PR #312, opened 2023-04-12
DM-23781: Improve Sky Object Placement

leeskelvin:


python/lsst/meas/algorithms/skyObjects.py
```diff
@@ -33,9 +35,11 @@ def generateSkyObjects(mask, seed, config):
...
     as `DETECTED`).
 
-    The algorithm for determining sky objects is random trial and error:
-    we try up to `nTrialSkySources` random positions to find `nSources`
-    sky objects.
+    Sky objects are positioned using a quasi-random Halton sequence number
+    generator. This is a deterministic sequence that mimics a random trial and
+    error approach whilst acting to minimize clustering of points for a given
+    field of view. Up to `nTrialSources` points are generated, returning the
+    first `nSources` that do not overlap with the mask.
```
laurenam, line 42: RE: 
> "acting to minimize clustering of points"

does this algorithm guarantee no overlapping positions?  If not, you might consider adding:

```
# Add doubled-in-size sky object spanSet to the avoid mask.
avoid = avoid.union(spans.dilated(int(skySourceRadius)))
```
after the line:

```
skyFootprints.append(fp)
```
at line 93  below in order to have a cumulative `avoid` mask.  It worked nicely using the old trial 'n error algorithm (but may not be necessary now?)

tests/test_dynamicDetection.py
```diff
@@ -57,7 +57,7 @@ def setUp(self):
 
         # Relative tolerance for tweak factor
         # Not sure why this isn't smaller; maybe due to use of Poisson instead of Gaussian noise?
-        self.rtol = 0.1
+        self.rtol = 0.15
```
laurenam, line 60: Might be worth a comment in the commit message about this change (not that we can really explain it at the moment...😞).

laurenam (approved):

python/lsst/meas/algorithms/skyObjects.py
leeskelvin: There is nothing explicit in the SciPy Halton Sequence implementation that prevents overlapping positions as N tends to infinity, however, it is (by design) exceptionally unlikely.

However, I do like your additional logic to prevent this and I don't think it adds too much overhead. As `SkyObjectsConfig` already has a `growMask` field, I'm tempted to recommend using this information rather than hard-coding a double-in-size condition?

tests/test_dynamicDetection.py
leeskelvin: I thought about adding one, but the initial in-line that's already there seems to capture everything I would want to say anyway. In the spirit of adding something, I've added this:
```
# It seems as if some sky objects are being placed in the extra
# background region, which is causing the offset between the expected
# factor and the measured factor to be larger than otherwise expected.
# This relative tolerance was increased from 0.1 to 0.15 on DM-23781 to
# account for this.
```

laurenam: Looks good (I did just mean adding something to the commit message, but this works too!)

python/lsst/meas/algorithms/skyObjects.py
leeskelvin: Following testing, I think I convinced myself that I prefer your initial idea of growing the sky object footprints by their own radius. I experimented with growing the `growMask` parameter, and while it works, it occurred to me that that parameter was intended to mask the flux in the wings of astrophysical sources. We want to grow sky object footprints for a different reason altogether (to avoid clustering for stats purposes). To that end, I've adopted your initial recommendation above as-is.

tests/test_dynamicDetection.py
leeskelvin: Ah, the _commit_ message! For some reason I didn't parse that the first time around. Commit message also updated with some background too.

PR #316, opened 2023-04-19
DM-38753: Use InMemoryDatasetHandle for mock ref cat handle

timj:


timj:
Classes similar to `MockRefcatDataId` are defined in a couple of tests in analysis_tools and drp_tasks. In theory we could modify the version here so it just takes a region and then remove then change the other packages so they use the one from here. Not entirely sure it's worth it but I'm happy to make the change.

erykoff (approved):

PR #317, opened 2023-04-19
DM-38769: Exclude gen3.sqlite3 from MemoryTestCase.

ktlim:


ktlim:
Doing this in `lsst.utils` instead.

andy-slac:
> Doing this in `lsst.utils` instead.

@ktlim, I posted something on JIRA (in case JIRA takes time to notify you).

PR #318, opened 2023-04-21
DM-38667: Putting a condition on the minimum number of valid pixels within the normalisation annulus

bazkiaei:
This condition results in the rejection of bright star stamps with less valid pixels within the normalisation annulus than what the user determines.

In addition, some modifications have been made to reject stamps with a negative normalisation factor.


bazkiaei:
This changes from this PR is merged to the stack through PR #328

──────────────────────────────

ACTIVITY: Only an exact transcription of all the entries will do.

SOLVED EXERCISE:
PR #312, opened 2023-04-12
DM-23781: Improve Sky Object Placement

leeskelvin:


python/lsst/meas/algorithms/skyObjects.py
```diff
@@ -33,9 +35,11 @@ def generateSkyObjects(mask, seed, config):
...
     as `DETECTED`).
 
-    The algorithm for determining sky objects is random trial and error:
-    we try up to `nTrialSkySources` random positions to find `nSources`
-    sky objects.
+    Sky objects are positioned using a quasi-random Halton sequence number
+    generator. This is a deterministic sequence that mimics a random trial and
+    error approach whilst acting to minimize clustering of points for a given
+    field of view. Up to `nTrialSources` points are generated, returning the
+    first `nSources` that do not overlap with the mask.
```
laurenam, line 42: RE: 
> "acting to minimize clustering of points"

does this algorithm guarantee no overlapping positions?  If not, you might consider adding:

```
# Add doubled-in-size sky object spanSet to the avoid mask.
avoid = avoid.union(spans.dilated(int(skySourceRadius)))
```
after the line:

```
skyFootprints.append(fp)
```
at line 93  below in order to have a cumulative `avoid` mask.  It worked nicely using the old trial 'n error algorithm (but may not be necessary now?)

tests/test_dynamicDetection.py
```diff
@@ -57,7 +57,7 @@ def setUp(self):
 
         # Relative tolerance for tweak factor
         # Not sure why this isn't smaller; maybe due to use of Poisson instead of Gaussian noise?
-        self.rtol = 0.1
+        self.rtol = 0.15
```
laurenam, line 60: Might be worth a comment in the commit message about this change (not that we can really explain it at the moment...😞).

laurenam (approved):

python/lsst/meas/algorithms/skyObjects.py
leeskelvin: There is nothing explicit in the SciPy Halton Sequence implementation that prevents overlapping positions as N tends to infinity, however, it is (by design) exceptionally unlikely.

However, I do like your additional logic to prevent this and I don't think it adds too much overhead. As `SkyObjectsConfig` already has a `growMask` field, I'm tempted to recommend using this information rather than hard-coding a double-in-size condition?

tests/test_dynamicDetection.py
leeskelvin: I thought about adding one, but the initial in-line that's already there seems to capture everything I would want to say anyway. In the spirit of adding something, I've added this:
```
# It seems as if some sky objects are being placed in the extra
# background region, which is causing the offset between the expected
# factor and the measured factor to be larger than otherwise expected.
# This relative tolerance was increased from 0.1 to 0.15 on DM-23781 to
# account for this.
```

laurenam: Looks good (I did just mean adding something to the commit message, but this works too!)

python/lsst/meas/algorithms/skyObjects.py
leeskelvin: Following testing, I think I convinced myself that I prefer your initial idea of growing the sky object footprints by their own radius. I experimented with growing the `growMask` parameter, and while it works, it occurred to me that that parameter was intended to mask the flux in the wings of astrophysical sources. We want to grow sky object footprints for a different reason altogether (to avoid clustering for stats purposes). To that end, I've adopted your initial recommendation above as-is.

tests/test_dynamicDetection.py
leeskelvin: Ah, the _commit_ message! For some reason I didn't parse that the first time around. Commit message also updated with some background too.

PR #316, opened 2023-04-19
DM-38753: Use InMemoryDatasetHandle for mock ref cat handle

timj:


timj:
Classes similar to `MockRefcatDataId` are defined in a couple of tests in analysis_tools and drp_tasks. In theory we could modify the version here so it just takes a region and then remove then change the other packages so they use the one from here. Not entirely sure it's worth it but I'm happy to make the change.

erykoff (approved):

PR #317, opened 2023-04-19
DM-38769: Exclude gen3.sqlite3 from MemoryTestCase.

ktlim:


ktlim:
Doing this in `lsst.utils` instead.

andy-slac:
> Doing this in `lsst.utils` instead.

@ktlim, I posted something on JIRA (in case JIRA takes time to notify you).

PR #318, opened 2023-04-21
DM-38667: Putting a condition on the minimum number of valid pixels within the normalisation annulus

bazkiaei:
This condition results in the rejection of bright star stamps with less valid pixels within the normalisation annulus than what the user determines.

In addition, some modifications have been made to reject stamps with a negative normalisation factor.


bazkiaei:
This changes from this PR is merged to the stack through PR #328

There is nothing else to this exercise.